What to work on: Copy each line of the entries that contains the word "them".

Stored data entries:
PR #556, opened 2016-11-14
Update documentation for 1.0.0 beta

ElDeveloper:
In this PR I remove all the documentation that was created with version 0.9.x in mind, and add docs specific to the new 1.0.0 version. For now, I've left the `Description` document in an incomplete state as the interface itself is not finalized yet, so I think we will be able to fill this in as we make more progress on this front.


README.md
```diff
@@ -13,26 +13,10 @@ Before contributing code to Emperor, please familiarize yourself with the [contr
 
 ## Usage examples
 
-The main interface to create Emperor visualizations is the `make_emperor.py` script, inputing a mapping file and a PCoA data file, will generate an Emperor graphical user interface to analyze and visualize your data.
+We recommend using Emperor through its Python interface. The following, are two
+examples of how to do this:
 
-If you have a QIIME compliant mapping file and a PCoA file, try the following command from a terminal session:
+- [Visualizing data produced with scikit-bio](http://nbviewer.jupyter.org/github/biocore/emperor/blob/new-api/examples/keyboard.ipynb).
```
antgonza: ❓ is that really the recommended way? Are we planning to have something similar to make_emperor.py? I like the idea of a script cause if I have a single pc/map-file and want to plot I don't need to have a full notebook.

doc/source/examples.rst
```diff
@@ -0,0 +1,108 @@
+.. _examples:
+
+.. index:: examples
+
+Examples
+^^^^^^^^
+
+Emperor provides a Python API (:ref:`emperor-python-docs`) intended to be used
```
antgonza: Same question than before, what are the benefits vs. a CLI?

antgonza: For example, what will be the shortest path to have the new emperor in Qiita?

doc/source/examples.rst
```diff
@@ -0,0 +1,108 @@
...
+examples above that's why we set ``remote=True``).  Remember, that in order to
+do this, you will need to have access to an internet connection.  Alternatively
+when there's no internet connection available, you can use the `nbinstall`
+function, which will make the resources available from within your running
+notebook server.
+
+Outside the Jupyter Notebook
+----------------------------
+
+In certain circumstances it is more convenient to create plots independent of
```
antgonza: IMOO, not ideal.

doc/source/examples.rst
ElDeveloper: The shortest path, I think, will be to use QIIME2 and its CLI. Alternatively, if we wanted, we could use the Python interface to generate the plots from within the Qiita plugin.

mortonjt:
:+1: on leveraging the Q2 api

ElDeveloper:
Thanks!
...
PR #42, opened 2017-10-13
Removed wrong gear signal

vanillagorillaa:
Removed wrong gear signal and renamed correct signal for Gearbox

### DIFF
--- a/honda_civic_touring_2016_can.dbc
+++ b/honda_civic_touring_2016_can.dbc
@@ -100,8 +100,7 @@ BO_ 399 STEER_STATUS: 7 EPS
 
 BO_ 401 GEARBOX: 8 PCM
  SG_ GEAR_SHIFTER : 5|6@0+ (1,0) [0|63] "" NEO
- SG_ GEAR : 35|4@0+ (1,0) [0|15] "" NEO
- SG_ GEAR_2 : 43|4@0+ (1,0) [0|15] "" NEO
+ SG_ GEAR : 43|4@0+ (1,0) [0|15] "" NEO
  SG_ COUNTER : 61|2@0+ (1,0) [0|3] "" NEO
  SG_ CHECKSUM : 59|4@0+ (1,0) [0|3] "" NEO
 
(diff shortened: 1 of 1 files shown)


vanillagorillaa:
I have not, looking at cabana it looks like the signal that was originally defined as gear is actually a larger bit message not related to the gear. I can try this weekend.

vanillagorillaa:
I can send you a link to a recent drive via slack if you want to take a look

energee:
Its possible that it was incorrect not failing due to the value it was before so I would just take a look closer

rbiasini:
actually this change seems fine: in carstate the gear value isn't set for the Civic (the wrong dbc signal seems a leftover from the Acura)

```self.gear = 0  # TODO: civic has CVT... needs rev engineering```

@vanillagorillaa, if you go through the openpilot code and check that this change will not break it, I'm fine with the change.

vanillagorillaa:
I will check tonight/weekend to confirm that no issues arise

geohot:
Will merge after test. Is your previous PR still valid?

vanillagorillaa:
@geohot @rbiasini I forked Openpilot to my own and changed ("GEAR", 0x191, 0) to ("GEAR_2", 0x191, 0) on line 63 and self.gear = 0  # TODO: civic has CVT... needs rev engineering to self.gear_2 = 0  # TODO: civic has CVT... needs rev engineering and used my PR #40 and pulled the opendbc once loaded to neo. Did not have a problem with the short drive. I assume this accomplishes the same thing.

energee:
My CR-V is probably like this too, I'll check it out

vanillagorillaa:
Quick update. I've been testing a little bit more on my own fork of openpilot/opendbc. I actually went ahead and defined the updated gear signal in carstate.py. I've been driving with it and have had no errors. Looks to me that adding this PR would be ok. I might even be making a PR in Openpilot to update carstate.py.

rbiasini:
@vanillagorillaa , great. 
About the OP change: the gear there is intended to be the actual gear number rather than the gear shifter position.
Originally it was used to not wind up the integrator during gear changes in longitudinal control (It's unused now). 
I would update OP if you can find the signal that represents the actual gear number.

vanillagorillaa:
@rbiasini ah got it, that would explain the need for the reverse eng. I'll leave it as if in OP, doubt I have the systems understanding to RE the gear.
--
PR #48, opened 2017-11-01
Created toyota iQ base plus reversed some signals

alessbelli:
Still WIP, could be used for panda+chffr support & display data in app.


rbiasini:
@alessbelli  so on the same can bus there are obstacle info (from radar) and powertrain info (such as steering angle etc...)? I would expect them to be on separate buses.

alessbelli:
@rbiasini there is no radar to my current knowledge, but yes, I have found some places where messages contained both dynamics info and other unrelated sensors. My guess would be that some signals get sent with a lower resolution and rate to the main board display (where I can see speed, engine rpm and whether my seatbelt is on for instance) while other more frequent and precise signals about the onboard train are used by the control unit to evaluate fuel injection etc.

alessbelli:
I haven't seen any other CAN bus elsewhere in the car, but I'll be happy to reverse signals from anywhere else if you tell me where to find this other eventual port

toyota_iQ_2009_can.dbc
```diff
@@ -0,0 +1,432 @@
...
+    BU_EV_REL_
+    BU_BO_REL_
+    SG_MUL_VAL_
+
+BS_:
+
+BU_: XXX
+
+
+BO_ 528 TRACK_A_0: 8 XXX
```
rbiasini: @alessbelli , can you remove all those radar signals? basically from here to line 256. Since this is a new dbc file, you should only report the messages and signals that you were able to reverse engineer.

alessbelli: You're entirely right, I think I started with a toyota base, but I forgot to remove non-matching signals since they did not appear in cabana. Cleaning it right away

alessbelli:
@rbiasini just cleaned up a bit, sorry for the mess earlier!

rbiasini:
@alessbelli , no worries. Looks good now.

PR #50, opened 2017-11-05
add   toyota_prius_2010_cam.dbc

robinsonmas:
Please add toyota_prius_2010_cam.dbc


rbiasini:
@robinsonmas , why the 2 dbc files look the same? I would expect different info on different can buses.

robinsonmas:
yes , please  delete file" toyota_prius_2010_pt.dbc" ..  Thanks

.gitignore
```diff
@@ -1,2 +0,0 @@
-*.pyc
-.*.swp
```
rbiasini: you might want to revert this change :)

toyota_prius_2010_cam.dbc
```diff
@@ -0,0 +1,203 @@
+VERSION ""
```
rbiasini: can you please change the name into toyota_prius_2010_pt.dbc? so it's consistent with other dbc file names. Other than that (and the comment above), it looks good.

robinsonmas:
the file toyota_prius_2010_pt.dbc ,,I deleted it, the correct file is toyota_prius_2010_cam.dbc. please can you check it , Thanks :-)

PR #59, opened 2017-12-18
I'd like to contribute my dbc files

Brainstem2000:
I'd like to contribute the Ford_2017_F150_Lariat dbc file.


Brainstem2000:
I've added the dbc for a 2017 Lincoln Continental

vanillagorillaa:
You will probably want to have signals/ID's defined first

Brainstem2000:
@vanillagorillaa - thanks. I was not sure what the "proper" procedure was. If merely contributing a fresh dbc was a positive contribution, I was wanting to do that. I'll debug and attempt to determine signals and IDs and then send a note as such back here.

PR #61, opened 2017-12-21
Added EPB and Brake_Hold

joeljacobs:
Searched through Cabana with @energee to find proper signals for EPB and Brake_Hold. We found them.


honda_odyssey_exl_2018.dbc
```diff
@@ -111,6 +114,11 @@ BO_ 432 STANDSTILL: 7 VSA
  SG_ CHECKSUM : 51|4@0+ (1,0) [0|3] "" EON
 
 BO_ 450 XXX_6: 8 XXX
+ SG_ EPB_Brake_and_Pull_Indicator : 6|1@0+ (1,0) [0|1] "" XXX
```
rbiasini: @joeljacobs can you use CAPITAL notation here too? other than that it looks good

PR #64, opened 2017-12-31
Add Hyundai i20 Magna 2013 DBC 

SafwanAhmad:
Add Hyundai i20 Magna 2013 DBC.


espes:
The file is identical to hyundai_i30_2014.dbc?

Answer to the exercise:
@alessbelli  so on the same can bus there are obstacle info (from radar) and powertrain info (such as steering angle etc...)? I would expect them to be on separate buses.
Searched through Cabana with @energee to find proper signals for EPB and Brake_Hold. We found them.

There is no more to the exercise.